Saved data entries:
■ ■ ■ ■ ■

PR #1983, opened 2024-07-25
SNOW-1531493: Clean up temp table with threading

sfc-gh-jdu:

   

   Fixes SNOW-1531493

   -  [x] I am adding a new automated test(s) to verify correctness of my new code

   This PR moves all temp cleaning logic to a separate class, which will clean up temp tables once they are not reference anymore.


tests/integ/test_temp_table_cleanup.py
```diff
@@ -19,40 +24,61 @@
 ]
```
sfc-gh-jdu, line 25: any other tests you can think of?

tox.ini
```diff
@@ -8,7 +8,7 @@ omit = */src/snowflake/snowpark/modin/config/*
 [coverage:run]
 branch = true
 parallel = true
-concurrency = multiprocessing
+concurrency = multiprocessing, thread
```
sfc-gh-jdu, line 11: this is required for covering code run by thread

src/snowflake/snowpark/_internal/analyzer/snowflake_plan_node.py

■ ■ ■ ■ ■

PROBLEM TO SOLVE: Could you restate every record above word for word?

SOLUTION TO THE PROBLEM:
PR #1983, opened 2024-07-25
SNOW-1531493: Clean up temp table with threading

sfc-gh-jdu:

   

   Fixes SNOW-1531493

   -  [x] I am adding a new automated test(s) to verify correctness of my new code

   This PR moves all temp cleaning logic to a separate class, which will clean up temp tables once they are not reference anymore.


tests/integ/test_temp_table_cleanup.py
```diff
@@ -19,40 +24,61 @@
 ]
```
sfc-gh-jdu, line 25: any other tests you can think of?

tox.ini
```diff
@@ -8,7 +8,7 @@ omit = */src/snowflake/snowpark/modin/config/*
 [coverage:run]
 branch = true
 parallel = true
-concurrency = multiprocessing
+concurrency = multiprocessing, thread
```
sfc-gh-jdu, line 11: this is required for covering code run by thread

src/snowflake/snowpark/_internal/analyzer/snowflake_plan_node.py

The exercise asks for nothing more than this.